Task prompt
Below are the records. Gather each line that holds "larraz".

Recorded data:
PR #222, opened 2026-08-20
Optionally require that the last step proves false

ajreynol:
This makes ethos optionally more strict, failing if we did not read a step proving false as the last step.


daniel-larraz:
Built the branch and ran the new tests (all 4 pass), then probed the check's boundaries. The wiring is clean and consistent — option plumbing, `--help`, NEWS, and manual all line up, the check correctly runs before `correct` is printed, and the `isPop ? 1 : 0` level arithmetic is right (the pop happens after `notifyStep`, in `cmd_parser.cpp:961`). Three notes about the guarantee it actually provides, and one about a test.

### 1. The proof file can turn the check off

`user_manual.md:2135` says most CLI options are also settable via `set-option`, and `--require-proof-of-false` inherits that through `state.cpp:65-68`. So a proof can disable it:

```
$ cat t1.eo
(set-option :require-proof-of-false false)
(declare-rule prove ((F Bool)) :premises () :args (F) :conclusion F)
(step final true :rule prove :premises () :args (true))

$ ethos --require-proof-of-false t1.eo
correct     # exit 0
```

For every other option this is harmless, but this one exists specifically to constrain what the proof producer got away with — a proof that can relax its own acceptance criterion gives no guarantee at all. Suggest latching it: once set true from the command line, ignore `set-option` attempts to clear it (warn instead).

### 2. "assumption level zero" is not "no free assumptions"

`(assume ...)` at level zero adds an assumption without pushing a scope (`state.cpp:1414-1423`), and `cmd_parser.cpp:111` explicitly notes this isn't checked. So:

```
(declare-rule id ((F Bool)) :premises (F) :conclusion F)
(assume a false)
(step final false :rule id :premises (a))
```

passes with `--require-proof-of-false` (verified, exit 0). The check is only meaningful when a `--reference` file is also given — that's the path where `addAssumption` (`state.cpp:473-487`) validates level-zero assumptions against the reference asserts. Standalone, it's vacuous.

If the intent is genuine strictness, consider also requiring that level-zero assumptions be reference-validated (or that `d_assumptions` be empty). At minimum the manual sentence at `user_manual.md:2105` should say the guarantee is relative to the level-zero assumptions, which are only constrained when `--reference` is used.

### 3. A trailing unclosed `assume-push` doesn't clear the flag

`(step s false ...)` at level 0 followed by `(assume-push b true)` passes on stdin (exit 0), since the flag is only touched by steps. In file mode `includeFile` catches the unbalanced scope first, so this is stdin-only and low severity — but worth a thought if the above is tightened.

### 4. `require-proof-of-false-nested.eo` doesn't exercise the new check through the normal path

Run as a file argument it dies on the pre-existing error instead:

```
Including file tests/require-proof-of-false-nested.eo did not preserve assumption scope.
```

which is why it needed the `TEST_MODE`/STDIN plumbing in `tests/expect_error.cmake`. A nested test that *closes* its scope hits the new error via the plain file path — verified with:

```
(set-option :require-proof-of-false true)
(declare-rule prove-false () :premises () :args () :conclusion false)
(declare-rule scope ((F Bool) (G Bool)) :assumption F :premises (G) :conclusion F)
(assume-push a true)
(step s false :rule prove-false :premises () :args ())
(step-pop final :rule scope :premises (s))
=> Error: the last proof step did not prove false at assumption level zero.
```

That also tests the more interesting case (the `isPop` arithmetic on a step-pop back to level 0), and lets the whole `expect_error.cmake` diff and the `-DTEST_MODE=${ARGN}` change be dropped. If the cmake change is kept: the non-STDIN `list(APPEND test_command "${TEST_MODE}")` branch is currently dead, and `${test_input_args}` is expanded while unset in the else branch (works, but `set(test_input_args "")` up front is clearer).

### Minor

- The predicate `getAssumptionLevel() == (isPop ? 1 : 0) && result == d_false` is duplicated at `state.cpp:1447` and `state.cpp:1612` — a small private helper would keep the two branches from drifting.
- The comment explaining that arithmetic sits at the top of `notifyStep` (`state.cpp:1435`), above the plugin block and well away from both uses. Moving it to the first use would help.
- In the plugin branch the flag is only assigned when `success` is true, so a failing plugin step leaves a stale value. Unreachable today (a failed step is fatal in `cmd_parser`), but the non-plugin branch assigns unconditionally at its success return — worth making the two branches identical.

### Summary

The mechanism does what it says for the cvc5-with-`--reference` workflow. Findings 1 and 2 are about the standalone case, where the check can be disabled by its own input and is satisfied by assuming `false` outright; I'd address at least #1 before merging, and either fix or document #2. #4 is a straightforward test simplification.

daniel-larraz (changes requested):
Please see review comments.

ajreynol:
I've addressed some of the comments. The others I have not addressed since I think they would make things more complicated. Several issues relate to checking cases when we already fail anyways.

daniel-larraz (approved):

Your response
daniel-larraz:
daniel-larraz (changes requested):
daniel-larraz (approved):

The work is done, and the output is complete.